Espiral de David Coria, chorégraphe et danseur d’exception, choisit quant à lui de travailler le motif de la spirale. Avec Ana Morales, il explore les méandres rythmiques des zappateados, des rondenas, des fandangos, des farrucas, des martinete (chant des forges) entre équilibre et fougue, formes primitives et innovations totales. Une grande partie des chants proviennent de la souche du fandango et sont tous connectés les uns aux autres. Mais au-delà d’une exposition de langages rythmiques et chorégraphiques, c’est une vraie réflexion sur la structure de la danse que mène David Coria.

Le canto ne sera pas en reste, grâce à la Voz del Alba (la voix de l’aube) de Jesus Mendez qui excelle bulierias et soleas, mais plus encore dans les siguiriyas, ces chants graves et mélancoliques, accompagné par Gema Moneo, bailaora prodige du flamenco gitan qui nous a fait à Cadiz une démonstration de son art… sur des talons aiguilles ! Ce ne sera, bien sûr, pas le cas dans le spectacle de Chaillot, mais nous avons été époustouflés par le naturel de son flamenco, inné, intuitif, et virtuose.
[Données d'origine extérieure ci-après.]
PR #1367, opened 2016-05-18
Added EventProfiler

### LINKED ISSUE #1360: EventProfiler
hey 
What do you think of an EventProfiler ? It just inherits from the profiler class (for now) to create a new class. 
The problem was that i had to somehow save the eventnames (if StringNames are used for the event IDs, that would be easier to implement), so i used a static HashMap ...

modified:
> // Object.h
> /// Register event names.
> struct EventNamesRegistrar
> {
>     static StringHash RegisterEventName(const char* eventName);
>     static HashMap<StringHash, String> eventNames_;
> };
> 
> /// Describe an event's hash ID and begin a namespace in which to define its parameters.
> #define URHO3D_EVENT(eventID, eventName) static const Urho3D::StringHash eventID(EventNamesRegistrar::RegisterEventName(#eventName)); namespace eventName

and added 
> // Object.cpp
> void Object::SendEvent(StringHash eventType, VariantMap& eventData)
> {
> ...
> #ifdef URHO3D_PROFILING
>     Urho3D::AutoEventProfileBlock autoEventprofileblock(GetSubsystem<Urho3D::EventProfiler>(), EventNamesRegistrar::eventNames_[eventType].CString());
> #endif
> ...

thats how it looks
http://imgur.com/NbPJfrY

svifylabs:
hey this resolves #1360 
It is my first try for an event profiler. 
It uses the same logic as the profiler. 
It collects events from Object::SendEvent(StringHash eventType, VariantMap& eventData).

Event names are collected in a global HashMap see EventNameRegistrar in Object.h.
Should EventNameRegistrar be in a URHO3D_PROFILING block as well ? 

I dont like the activation and deactivation process, if possible i want just use RegisterSubsystem and  RemoveSubsystem for that. What do you think?

### DIFF
--- a/Source/Urho3D/AngelScript/EngineAPI.cpp
+++ b/Source/Urho3D/AngelScript/EngineAPI.cpp
@@ -76,6 +76,7 @@ static void RegisterDebugHud(asIScriptEngine* engine)
     engine->RegisterGlobalProperty("const uint DEBUGHUD_SHOW_STATS", (void*)&DEBUGHUD_SHOW_STATS);
     engine->RegisterGlobalProperty("const uint DEBUGHUD_SHOW_MODE", (void*)&DEBUGHUD_SHOW_MODE);
     engine->RegisterGlobalProperty("const uint DEBUGHUD_SHOW_PROFILER", (void*)&DEBUGHUD_SHOW_PROFILER);
+    engine->RegisterGlobalProperty("const uint DEBUGHUD_SHOW_EVENTPROFILER", (void*)&DEBUGHUD_SHOW_EVENTPROFILER);
     engine->RegisterGlobalProperty("const uint DEBUGHUD_SHOW_MEMORY", (void*)&DEBUGHUD_SHOW_MEMORY);
     engine->RegisterGlobalProperty("const uint DEBUGHUD_SHOW_ALL", (void*)&DEBUGHUD_SHOW_ALL);
     engine->RegisterGlobalProperty("const uint DEBUGHUD_SHOW_ALL_MEMORY", (void*)&DEBUGHUD_SHOW_ALL_MEMORY);
--- a/Source/Urho3D/Core/Context.h
+++ b/Source/Urho3D/Core/Context.h
@@ -25,6 +25,7 @@
 #include "../Core/Attribute.h"
 #include "../Core/Object.h"
 #include "../Container/HashSet.h"
+#include "../Container/Ptr.h"
 
 namespace Urho3D
 {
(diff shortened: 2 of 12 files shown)


cadaver:
The initial performance hit comes already from trying to look up the EventProfiler subsystem. That's why I suggested a static bool flag in Object class (could also be a static in EventProfiler), to avoid the lookup if event profiling is not wanted. I agree that the mechanism to activate/deactivate EventProfiler as its instance member function is unnecessary.

cadaver:
There seems to be a misunderstanding. I don't think subsystems should be queried for statically. Rather I just suggested having a static bool be checked first for whether event logging should be done. If that bool is true, then get the subsystem normally.

svifylabs:
ah sry i just had to test something ... did forget to branch it out sry. will remove that.
but is that something usefull or really bad to do ?

cadaver:
I think it's better to require an access to Context for normal (non-static) subsystem query. Sending events requires a valid Object in any case, which means it will have Context instance access.

Logging is the only exception; it holds a Log instance pointer itself so that logging can be called statically without a valid Object.

1vanK:
Hm,
```
         screenshot.SavePNG(fileSystem.programDir + "Screenshot_" +
                            time.timeStamp.Replaced(':', '_').Replaced('.', '_').Replaced(' ', '_') + ".png");
```
does not works, when path contains cyrillic chars (and no any warnings in log), but
```
screenshot.SavePNG("Screenshot_" +
                            time.timeStamp.Replaced(':', '_').Replaced('.', '_').Replaced(' ', '_') + ".png");
```
works.

By the way, log.Error() is missing in doc http://urho3d.github.io/documentation/HEAD/_lua_script_a_p_i.html

cadaver:
WriteRaw is "Print" in AngelScript API. Could also expose at least the basic form of WriteRaw.

SavePNG is stbi_image_write territory, which may not support utf8 paths as expected. It would be preferable to get just a memory buffer from it and handling file IO with Urho files.

1vanK:
> WriteRaw is "Print" in AngelScript API. Could also expose at least the basic form of WriteRaw.

I understood my mistake, that I opened wrong doc page (LUA insted AS) XD

cadaver:
It seems we can write images to memory and save to file manually, which could work more reliably.

weitjong:
After merging and reviewing this commit, I feel there are too many code duplication in the EventProfiler and EventProfilerBlock classes. So, I decided to refactor them to subsclass from Profiler and ProfilerBlock classes, respectively, and have been successful in doing so. However, IMHO, what left behind after my refactoring do not really warrant for creation of new classes at all. I feel I can go further to eliminate them but still preserving the new "event profiling" functionality some how. Should I go further?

Mayte Martin, l’une des cantaoras les plus importantes d’aujourd’hui sera présente également, accompagnée par le guitariste Salvador Gutiérrez. Mais le plaisir ne serait pas total sans le Tablao de José Galvan, dernier grand maître du flamenco et père d’Israël, ainsi que par le truculent Franito de Patrice Thibaud.

Agnès Izrine

Chaillot Théâtre national de la Danse, http://theatre-chaillot.fr/festival-troisieme-biennale-dart-flamenco Du 7 au 25 novembre. Andrés Marin, du 7 au 10 novembre ; Alan Lucien Øyen du 7 au 8 novembre ; José Galván du 10 au 12 novembre ; Mayte Martín le 11 novembre : Jesús Méndez le 12 novembre ; Rafaela Carrasco les 14 et 15 novembre ; David Coria et Ana Morales les 15 et 16 novembre ; Rocio Molina et la Tremendita le 18 novembre ; Patrice Thibaud du 18 au 25 novembre.